=== What is expected ===
While reading through the material below, copy each line that holds the word "keep".

=== Data in this exercise ===
□ □ □ □
PR #758, opened 2025-04-03
refactor!: remove trusted publisher

SMoraisAnsys:
Remove trusted publisher input from our PyPI release actions.
Add documentation on that on the migration file (also adding the wheel-house breaking change).

### DIFF
--- a/_release-pypi/action.yml
+++ b/_release-pypi/action.yml
@@ -81,30 +81,9 @@ inputs:
     required: true
     type: boolean
 
-  use-trusted-publisher:
-    description: |
-      Whether to use the OIDC token for releasing.
-      This is useful when you want to publish to PyPI through a CI/CD pipeline
-      as a Trusted Publisher. It is necessary that your repository has been authorized
-      to use Trusted Publisher's. For more information, see
-      `Using a Trusted Publisher <https://docs.pypi.org/trusted-publishers/>`_.
-
-      .. note::
-
-          ``permissions: id-token: write`` is mandatory for trusted publishing.
-
-    required: true
-    type: boolean
-
 runs:
   using: "composite"
   steps:
-
-    - name: "Notify to use trusted publisher"
-      shell: ${{ runner.os == 'Windows' && 'powershell' || 'bash' }}
-      if: inputs.use-trusted-publisher == 'false'
-      run: |
-        echo "::notice::We recommend using trusted publishers to securely publish packages on PyPI. You should consider moving to this approach."
 
     - name: "Set up Python"
       uses: ansys/actions/_setup-python@main
@@ -138,7 +117,7 @@ runs:
 
     - name: "Upload artifacts to PyPi"
       shell: bash
-      if: inputs.dry-run == 'false' && inputs.use-trusted-publisher == 'false'
+      if: inputs.dry-run == 'false'
       run: |
         python -m twine upload --verbose ${{ env.SKIP_EXISTING }} ${{ inputs.library-name }}-artifacts/*.whl
         python -m twine upload --verbose ${{ env.SKIP_EXISTING }} ${{ inputs.library-name }}-artifacts/*.tar.gz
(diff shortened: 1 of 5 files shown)


_release-pypi/action.yml
```diff
@@ -81,31 +81,10 @@ inputs:
...
-      as a Trusted Publisher. It is necessary that your repository has been authorized
-      to use Trusted Publisher's. For more information, see
-      `Using a Trusted Publisher <https://docs.pypi.org/trusted-publishers/>`_.
-
-      .. note::
-
-          ``permissions: id-token: write`` is mandatory for trusted publishing.
-
-    required: true
-    type: boolean
```
RobPasMue, line 97: I wouldn't remove it yet, leave the input and exit on error if it is set to true. That way people know how to adapt (at least in v9). I'm sure many of them haven't even seen the notice we were throwing on v8. We can remove the input on v10

release-pypi-private/action.yml
```diff
@@ -63,22 +63,6 @@ inputs:
     default: ''
     type: string
 
-  use-trusted-publisher:
```
RobPasMue, line 66: Same for all of these

doc/source/migrations/index.rst
```diff
@@ -7,6 +7,82 @@ This guide provides information on new features, breaking changes, how to migrat
 from one version of the actions to another, and other upstream dependencies that
 have been updated.
 
+Version ``v9.0``
+----------------
+
+**Breaking changes:**
+
+- Use ``ansys/actions/build-wheelhouse`` or ``ansys/actions/check-licenses`` actions with Python version 3.10 or higher.
```
RobPasMue, line 15: Shouldn't we implement a check inside these actions to verify that Python 3.10 or above is being passed as input?

RobPasMue (changes requested):
Some comments

_release-pypi/action.yml
SMoraisAnsys: Very solid point, I was in a talk with @jorgepiloto  and he pointed that providing an input that doesn't exist won't break the action. So it's even more logic to keep logging an error and exiting the workflow.
Thanks both of you for the feedback !

doc/source/migrations/index.rst
SMoraisAnsys: From the implementation of https://github.com/ansys/actions/pull/698, the installation process will fail since the package isn't 3.10 compatible. Following your approach, we could make the workflow break with a clear message though. I'll do that :)

RobPasMue: Thanks!

_release-pypi/action.yml
```diff
@@ -100,6 +100,20 @@ runs:
...
+        message: >
+          As the Python ecosystem is moving to project metadata version 2.4,
+          we need to use a more recent version of pypa/gh-action-pypi-publish.
+          However, this action is not compatible with composite actions.
+          Therefore, this private action can no longer be used with trusted
+          publishers. To keep using trusted publisher, and we encourage that,
+          we invite all users to define their release job manually.
+          As an example, see
+          https://actions.docs.ansys.com/version/stable/release-actions/index.html#release-pypi-template
+
```
RobPasMue, line 116: Hopefully we should never arrive here since it is part of the private action. I think that as long as we keep it in the public facing ones, that's fine.

MaxJPRey (approved):
LGTM.

_release-pypi/action.yml
SMoraisAnsys: I added it here following your previous comment but I also though about not adding it here. I checked that no one is using the private action and that's the case so I'll remove it from the private action :)

RobPasMue: Reopening the thread -- on the private action I would also remove the input statement. Let's just leave it on the public facing ones. Thanks for handling that @SMoraisAnsys.

Yeah I might have placed my comment in the wrong file, sorry for that. In my mind I meant it to only be present in the public facing ones.

RobPasMue (approved):
LGTM!

RobPasMue (approved):
Looks good to go, thanks a lot @SMoraisAnsys 🚀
□ □ □ □
=== Answer ===
SMoraisAnsys: Very solid point, I was in a talk with @jorgepiloto  and he pointed that providing an input that doesn't exist won't break the action. So it's even more logic to keep logging an error and exiting the workflow.
+          publishers. To keep using trusted publisher, and we encourage that,
RobPasMue, line 116: Hopefully we should never arrive here since it is part of the private action. I think that as long as we keep it in the public facing ones, that's fine.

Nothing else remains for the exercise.